Hardy is inclined to see marriage with cynicism, especially because he was conscious of the situation of women, heavily disadvataged by the laws of nature.

There are no happy marriages in the book. Jude, when married to Arabella, feels trapped in a hopeless situation. He knows that the earthly and practical woman does not suits him. When he remarries her, he is drunk and, anyway, he does not care anymore.

Sue's marriage to Philloston is another example of disaster. She does not realizes the enormity of the step she has taken. Barely a month later she admits that perhaps the event was rashed. When she goes back to Philloston, after her "conversion", the decision is part of her personal plan to expiate her ipotethicals sins and marriage is seen as a punishment.

Sue is the loudest critic of matrimony in the novel. She calls it a "sordid contract" and a "hopelessy vulgar" institution. Her major fear is that "an iron contract should estinguish" all tenderness between Jude and her. The apotheosis of this view is underlined in this passage: "the flowers in the bride's hand are sadly like the garland which decked the heifers of sacrifice in old times".

Hardy also raises some valid criticism of the overly rigid attitude of society towards the unconventional and the unmarried. Philloston charity in letting Sue go scandalizes the school authorities and his carrier is ruined. The same happens when the neighbors discover that Sue and Jude are unwed: they cold-shoulder them and Father Time is taunted at school. Society is vindictive and intolerant on those who deviate from its codes.

Abscence of Freedom and Suicide

Jude the Obscure intensifies the despair of the previous novels.
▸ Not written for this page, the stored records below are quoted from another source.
PR #3402, opened 2023-10-13
[VL] Branch upstream_velox: Untangle test case filter code

zhztheplayer:
@marin-ma


JkSelf:
@zhztheplayer Do we also need to update this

There is no hope for Jude and Sue. Their Romantic ideals are so strongly linked to their  personalities and so anthitetical to their society that they are better off dead than living in this world.

The tone of the novel is much darker, bitter and cynical than any other Hardy's work. It expresses a tragic vision, as voiced by Sue: "it seems such a terribly tragic thing to bring beings into the world".

The theme of suicide is present throughout the novel, even if not always in a direct way.

After the disappointment of his first marriage, Jude, who hears of his mother suicide, wants to imitate her. He steps on a large frozen pond, jumping up and down on the ice, trying to crack it and drown. But the ice is too much solid and Jude interprets this as a sign. He thinks he is meant to be a student in Christminster, but the author comments "he was not a sufficiently dignified person for suicide. Peaceful death abhorred him as a subject".

Even the result of the unions of the main character with his "wives" are lost through suicide. One of the most guesome and touching passage of the novel is the death of the children. Little Father Time is certainly one of the most hopeless and death-embracing figures in literature. Convinced by Sue that there is no worth living and that they are too many, he preceeds to hang both of his younger siblings and himself. He leaves a piece of paper on which he wrote: "Done because we are too menny".

The doctor tells Jude that Father Time is a true child of the age, children whose lives, stunted by poverty or disease, had aquired a gravity beyond their years. He represents "the beginning of the coming universal wish not to live".

The third example of suicide comes right after the death of the children. Sue decides to turn herself to religion and to her previous marriage, which she sees as a punishment for her sins. She denies everything she believed in before and anhilate her "modern-self", reinserting herself in what it seems to be the "respectable society" and, in fact, killing her true self.

Despite what some literary critics wrote of Jude, defining him "catatonic", he is the only character that does not commit a psycological or physical suicide: he lives his pain to the fullest, leaving life only when he is crushed by it.